他叫计祥,本是一个市井二流子,前年通过关系进入推事院外院。
推事院是来公主宰的炼狱,来公手下豢养几百号无赖,专门寻找证据告密。
计祥昨晚酉时去丹凤街,潜入一处勾栏场所守株待兔,果然逮到一群官员聚众嫖娼。
计祥大喜,这就是官场上所谓的“政绩”,凭此政绩,他可以擢升一级,成为推事院外院的堂主。
掌管五条街的扛霸子!
人逢喜事精神爽,计祥去酒馆里痛饮,等到宵禁酒馆打烊,他便偷偷摸摸避开金吾卫,走偏僻巷子回家。
“嗯?”
计祥眯了眯眼,对面一盏灯笼的光微弱,可他还是依稀看到那人的相貌。
身材挺拔,脸庞俊俏得不像话。
“张督作来这做甚?”计祥很是讶异。
他当然识得张易之,推事院外院的必修之课就是认人!
上千张画像,其中囊括了神都城官员,名人,权贵。
只要把这些人画像记在脑海里,遇到恰到的机会,就能升官发财。
计祥眼珠子骨碌一转,觉得此事可疑。
张督作前天上午还在宫廷踢蹴鞠,神乎其神的技艺传遍神都城,为何今夜在修善坊。
关键是身边没有随从没有护卫,那肯定是私事。
半夜三更从一栋宅子离开,这宅子里有什么?
宅子里是谁?
他们又在密谋什么?
计祥感觉财富密码即将降临,只要发现这个秘密,一定能升官发财。
张督作害死万国俊,来公跟他有血仇,只要抓到把柄,何愁来公不赏?
“求菩萨佛祖保佑,让俺也能荣华富贵。
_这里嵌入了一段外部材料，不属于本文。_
PR #465, opened 2016-11-16
Implement the Supplier interface

### LINKED ISSUE #464: Property<T> should implement Supplier<T>
A vast majority of our usage of a Property is calling .get() on it. To mock out that behavior we could mock out a DynamicStringProperty, for example, but it's much easier to define the type to be Supplier<T> and mock the Supplier interface. Supplier much better fits the most basic type we want to deal with in our code, hence we define the type as such. So currently we have to go through these hoops to make the value of a property testable:

```
public class DelayStartupHealthIndicator {
    private final Supplier<Long> delay;

    public DelayStartupHealthIndicator() {
        this(DynamicPropertyFactory.getInstance().getLongProperty("startupTimeDeylayInMinutes", 10));
    }

    private DelayStartupHealthIndicator(DynamicLongProperty startupDelay) {
        this(() -> startupDelay.get());
    }

   // Real constructor
   /* package */ DelayStartupHealthIndicator(Supplier<Long> startupDelayMinutes) {
        this.delay = delay;
    }
}
```

In the test, we can construct the object like this:

```
new DelayStartupHealthIndicator( () -> 10 )
```

That is much easier than trying to mock out DynamicLongProperty or DynamicPropertyFactory. It'd should be easy to implement the Supplier interface.

quidryan:
Fixes #464

### DIFF
--- a/archaius2-api/src/main/java/com/netflix/archaius/api/Property.java
+++ b/archaius2-api/src/main/java/com/netflix/archaius/api/Property.java
@@ -15,6 +15,8 @@
  */
 package com.netflix.archaius.api;
 
+import java.util.function.Supplier;
+
 /**
  * API to access latest cached value for a Property.  A Property is created from a PropertyFactory
  * that is normally bound to a top level configuration.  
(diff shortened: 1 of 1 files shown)


rgallardo-netflix:
Handled in #526

PR #466, opened 2016-11-30
Check for null node response before cacheing

TarzanInAJar:
init() does not handle the case where the Etcd object's list() command results in an error (maybe due to an empty configuration). A NullPointerException is thrown when cacheConfigValues tries to call "getNodes()" on a null pointer.

I made a change to init() that reports that an error has occurred/the response code if it happens, and doesn't attempt to cache anything.
I also made a change to cacheConfigValues that checks for null before calling getNodes() (which shouldn't happen now, but good practice to check anyway)


rgallardo-netflix:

”
计祥面朝巷壁双手合十,神色异常虔诚。
旋即就像闻到血腥味的鲨鱼,睁亮眼睛紧紧盯着那栋宅子。
他决定等宅子的人走出来。
不管多久,都等!
这一等,足足就是两天。
清晨,喧嚣繁华的街道,宅子里没人走出。
傍晚,落日晚霞照耀在黛瓦白墙上,还是没人走出。
计祥每顿只吃包子垫肚,为了不惹人怀疑,他更换了几个场所,但目光始终落在大门上。
他虽然是个粗鄙的无赖,但明白一个道理,越难到手的东西越有价值。
所以他不会放弃。
终于。
皇天不负有心人,一辆普通轻车停在门前。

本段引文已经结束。